Outputs differ by mode. Non-streaming VAD produces a set of voice segments with start and end timestamps. Streaming VAD produces frame-level decisions and voice start or end events incrementally as audio arrives. mVAD applies the same smoothing, thresholding, and duration rules independently to each event and produces event-wise segments for speech, singing, and music (Xu et al., 11 Mar 2026). This suggests an event-aware front-end capable of dispatching different acoustic content to different downstream paths.
6. Evaluation, benchmark results, and limitations
FireRedVAD is evaluated on binary speech activity detection using the label space voice versus non-voice. The benchmark introduced in the paper is FLEURS-VAD-102, which is based on the FLEURS test set and contains approximately 100 audio files for each of 102 languages, for a total of 9,443 audio files, each manually annotated with binary VAD labels (Xu et al., 11 Mar 2026). Evaluation uses 25 ms analysis windows and a 10 ms frame shift, matching the feature setup used by FireRedVAD itself.

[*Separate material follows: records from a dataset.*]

PR #2142, opened 2024-07-09
feat: add hub service agreement - there will be no rewards for running a hub

Wazzymandias:
## Why is this change needed?

⚠️ THERE WILL BE NO REWARDS FOR RUNNING A HUB

## Merge Checklist

---

## PR-Codex overview
This PR adds a hub service agreement feature to the Hubble script, requiring hub operators to agree to terms before starting the hub.

### Detailed summary
- Added function `prompt_for_hub_operator_agreement` to prompt hub operators to agree to terms
- Prompt displays a warning about no rewards for running the hub
- Operators must type "Yes" to proceed
- Implemented input validation for agreement
- Integration of agreement prompt before starting or upgrading the hub

### DIFF
--- a/scripts/hubble.sh
+++ b/scripts/hubble.sh
@@ -120,6 +120,26 @@ fetch_latest_docker_compose_and_dashboard() {
     fetch_file_from_repo "$GRAFANA_INI_PATH" "grafana/grafana.ini"
 }
 
+prompt_for_hub_operator_agreement() {
+  # Check if stdin is a terminal
+  if [ -t 0 ]; then
+    while true; do
+        printf "⚠️  IMPORTANT: You will NOT get any rewards for running this hub\n"
+        printf "> Please type \"Yes\" to continue: "
+        read -r response
+        case $(printf "%s" "$response" | tr '[:upper:]' '[:lower:]') in
+            yes|y)
+                printf "✅ You have agreed to the terms of service. Proceeding with hub startup...\n"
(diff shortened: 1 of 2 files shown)


scripts/hubble.sh
```diff
@@ -543,6 +563,9 @@ if [ "$1" == "upgrade" ]; then
     # Call the function to set the COMPOSE_CMD variable
     set_compose_command
 
+    # Prompt for hub operator agreement
+    prompt_for_hub_operator_agreement
```
CassOnMars, line 567: do we want this to be confirmed with every upgrade?

Wazzymandias: good catch - i can maybe store it in the `.env` in compatible format, if that gets nuked they brought it upon themselves to get re-prompted?

sds: Probably don't want to require confirmation if it would interrupt auto-upgrading, which many folks have enabled?

Wazzymandias: i updated it to prompt if script is being run from terminal, can update if there are concerns or suggestions on approach

sds (approved):

scripts/hubble.sh
sanjayprabhu: Nice, yeah, we definitely don't want to break auto-upgrade.

sanjayprabhu (approved):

The reported metrics are frame-level AUC-ROC, F1, FAR, and MR. The paper defines F1 as the harmonic mean of precision and recall, FAR as the false alarm rate over total non-voice frames, and MR as the miss rate over total voice frames (Xu et al., 11 Mar 2026). For neural VAD systems, a fixed threshold of 8 is used for all models without per-system tuning. The baselines are Silero-VAD, TEN-VAD, FunASR-VAD, and WebRTC-VAD.

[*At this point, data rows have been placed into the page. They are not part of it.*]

PR #2149, opened 2024-07-10
feat(shuttle): Make shuttle and example-app capable of using postgres schema other than "public"

tybook:
## Why is this change needed?

This allows using shuttle to target e.g. multi-tenant dbs. Shouldn't be a breaking change because new parameters on public functions are optional. 

## Merge Checklist

---

## PR-Codex overview
This PR enables `shuttle` and its `example-app` to use a custom PostgreSQL schema. 

### Detailed summary
- Added support for custom PostgreSQL schema in shuttle and example-app
- Updated migrations to create functions with `CREATE OR REPLACE`
- Updated dependencies in `package.json`
- Added dotenv package for environment variables
- Updated README with installation instructions for node 21
- Modified database client creation to include schema parameter
- Updated table row count estimation function to include schema parameter

### DIFF
--- a/packages/shuttle/src/example-app/app.ts
+++ b/packages/shuttle/src/example-app/app.ts
@@ -25,6 +25,7 @@ import {
   HUB_SSL,
   MAX_FID,
   POSTGRES_URL,
+  POSTGRES_SCHEMA,
   REDIS_URL,
   SHARD_INDEX,
   TOTAL_SHARDS,
@@ -40,13 +41,21 @@ const hubId = "shuttle";
 
 export class App implements MessageHandler {
   private readonly db: DB;
+  private readonly dbSchema: string;
   private hubSubscriber: HubSubscriber;
   private streamConsumer: HubEventStreamConsumer;
   public redis: RedisClient;
   private readonly hubId;
 
-  constructor(db: DB, redis: RedisClient, hubSubscriber: HubSubscriber, streamConsumer: HubEventStreamConsumer) {
+  constructor(
+    db: DB,
+    dbSchema: string,
+    redis: RedisClient,
+    hubSubscriber: HubSubscriber,
+    streamConsumer: HubEventStreamConsumer,
+  ) {
     this.db = db;
+    this.dbSchema = dbSchema;
     this.redis = redis;
     this.hubSubscriber = hubSubscriber;
     this.hubId = hubId;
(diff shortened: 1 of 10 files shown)


packages/shuttle/src/example-app/app.ts
```diff
@@ -40,13 +41,21 @@ const hubId = "shuttle";
...
+  private readonly dbSchema: string;
   private hubSubscriber: HubSubscriber;
   private streamConsumer: HubEventStreamConsumer;
   public redis: RedisClient;
   private readonly hubId;
 
-  constructor(db: DB, redis: RedisClient, hubSubscriber: HubSubscriber, streamConsumer: HubEventStreamConsumer) {
+  constructor(
+    db: DB,
+    dbSchema: string,
```
sanjayprabhu, line 52: If you could add this to the end, and default to `public`, we can make it a more transparent change to the consumers

packages/shuttle/src/example-app/app.ts
```diff
@@ -55,13 +64,14 @@ export class App implements MessageHandler {
 
   static create(
     dbUrl: string,
+    dbSchema: string,
```
sanjayprabhu, line 67: same here

sanjayprabhu (commented):
Looks good to me, would just change the function params so we don't break existing consumers.

cc @sds

packages/shuttle/src/example-app/app.ts
tybook: People shouldn't be consuming the example-app functions directly, though, no?

sds: We should probably change this to take a configuration object so order of params doesn't matter. Would be a breaking change but we could do a minor release to signal potential incompatibilities.

sds: (that change should happen in a separate PR—for now, let's just do what @sanjayprabhu suggested)

sanjayprabhu: @tybook ah, you're right. I know they are using the code, but yeah upgrading this won't break them. we're probably fine. I missed that this was within the app.

sanjayprabhu (approved):

tybook:
Just pushed fix for integration tests

sanjayprabhu (approved):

| Metric | FireRedVAD | Comparison note |
|---|---|---|
| AUC-ROC (%) | 99.60 | Higher than Silero-VAD 97.99 and TEN-VAD 97.81 |
| F1 (%) | 97.57 | Higher than Silero-VAD 95.95, TEN-VAD 95.19, FunASR-VAD 90.91, WebRTC-VAD 52.30 |
| FAR (%) | 2.69 | Lower than Silero-VAD 9.41, TEN-VAD 15.47, FunASR-VAD 44.03; comparable to WebRTC-VAD 2.83 |
| MR (%) | 3.62 | Higher than TEN-VAD 2.95 and FunASR-VAD 0.42; lower than WebRTC-VAD 64.15 |
The authors characterize these results as state of the art on FLEURS-VAD-102, emphasizing especially the combination of 97.57% frame-level F1, 99.60% AUC-ROC, and a model size of approximately 9 million parameters (Xu et al., 11 Mar 2026). They also interpret the metric trade-offs explicitly: FunASR-VAD attains a very low MR by aggressively labeling speech, but incurs a very high FAR of 44.03%, while WebRTC-VAD achieves low FAR at the cost of an extremely high MR of 64.15%. In contrast, FireRedVAD is presented as operating at a more balanced point.

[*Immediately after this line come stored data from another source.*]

PR #2171, opened 2024-07-12
feat: Assign shards using jump consistent hashing

sds:
## Why is this change needed?

While modulo-based arithmetic for assigning shards is simple and works fine, it does not work well when the number of shards changes.

For example, when increasing the number of shards from 3 → 4 using modulo-based shard assignment, ~83% of FIDs will be assigned to a different shard. With consistent hashing, only ~25% will be assigned to a different shard.

Jump consistent hashing is a particular approach to consistent hashing that is stateless (requires no additional tracking of shard assignments), which is ideal for hubs, since we don't want hubs to have to manage per-client tracking of shards.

The broader significance of these results lies in the stated integration benefits for FireRedASR2S. Clean VAD segments are said to benefit FireRedLID by reducing confusion from noise and music, reduce computational cost for FireRedASR2 by avoiding transcription of silence and music, and indirectly help FireRedPunc because segment boundaries often align with sentence or clause boundaries (Xu et al., 11 Mar 2026). The paper also notes that FireRedVAD can be deployed as a standalone segmentation front-end.
The paper does not provide a dedicated empirical failure analysis for FireRedVAD, but it does imply several limitations. Event granularity in mVAD is currently restricted to speech, singing, and music. More fine-grained acoustic events, including overlapping speech and specific noise types, are not modeled. Although multi-label outputs allow overlap in principle, implementation details and performance under heavy overlap are not elaborated. Additional benchmark coverage for extreme noise, far-field microphones, or more unusual acoustic environments is likewise not reported (Xu et al., 11 Mar 2026). These omissions do not contradict the reported multilingual robustness, but they delimit the scope of the current evidence.